Issue #4126, opened 2021-07-01
Validate locally created blocks prior to gossiping


ajsutton:
### Description
Currently Teku gossips blocks submitted to the publish block API immediately without checking validity.  We should only publish blocks we've validated.  As part of this we will need to ensure we publish blocks that are saved for later because the slot hasn't started yet (potentially because of clock skew with the validator client) which we don't appear to do currently.

lucassaldanha:
We need to check if this change affects the Builder flow.

rolfyone:
curious what we need here given block v3 etc @tbenr

PR #8352, opened 2024-06-04
Use v2 of the block publishing endpoints in VC

StefanBratanov:
## PR Description
Few changes:

- VC uses `v2` of the block publishing endpoints
- BN does not run only equivocation validation if the block has been created locally
- Changed acceptance test to run with a newer version (Deneb mainnet one) which supports `v2`
- Added `EQUIVOCATION` to the `BroadcastValidationLevel` enum to cater for only doing equivocations

## Fixed Issue(s)
related to https://github.com/Consensys/teku/issues/4126

## Documentation

## Changelog


beacon/validator/src/main/java/tech/pegasys/teku/validator/coordinator/ValidatorApiHandler.java
```diff
@@ -636,7 +646,12 @@ public SafeFuture<SendSignedBlockResult> sendSignedBlock(
             maybeBlindedBlockContainer.getSlot());
     return blockPublisher
         .sendSignedBlock(
-            maybeBlindedBlockContainer, broadcastValidationLevel, blockPublishingPerformance)
+            maybeBlindedBlockContainer,
+            // no validation required for locally created blocks
+            isLocallyCreatedBlock(maybeBlindedBlockContainer)
+                ? BroadcastValidationLevel.NOT_REQUIRED
```
mehdi-aouadi: I'm a bit worried here since we override the request param which could be confusing if for some reason the caller would like to perform the check but ends up not having it. Maybe we should at least log something here?

mehdi-aouadi (approved):
LGTM
Just a nit about overriding the request parameter

beacon/validator/src/main/java/tech/pegasys/teku/validator/coordinator/ValidatorApiHandler.java
tbenr: We could add a debug log, but I don't think is really important.

What instead is important is that, thinking more about it, I don't think this is what we want @StefanBratanov .

If the block is produced locally we want just to skip GOSSIP and CONSENSUS but i think that the last EQUIVOCATION step needs to be done if it has been requested (because it doesn't depend on our local behaviour).

tbenr: So I feel like `isLocallyCreatedBlock` should affect `BlockBroadcastValidatorImpl::buildValidationPipeline`.

Happy to discuss if it doesn't convince you.

tbenr: A simpler approach is to apply the override only if the default GOSSIP has been requested, but it wont boost the other validation levels.

StefanBratanov: I agree, it makes sense. I went for the simpler approach and added a CLI option for enabling this.

tbenr (approved):
LGTM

→ **EXERCISE**: Write out exactly those lines of the records above that lie from the one with "Happy to discuss if it doesn't convince you." through the last line, including both.

→ **OUTPUT FOR THIS TASK**:
Happy to discuss if it doesn't convince you.

tbenr: A simpler approach is to apply the override only if the default GOSSIP has been requested, but it wont boost the other validation levels.

StefanBratanov: I agree, it makes sense. I went for the simpler approach and added a CLI option for enabling this.

tbenr (approved):
LGTM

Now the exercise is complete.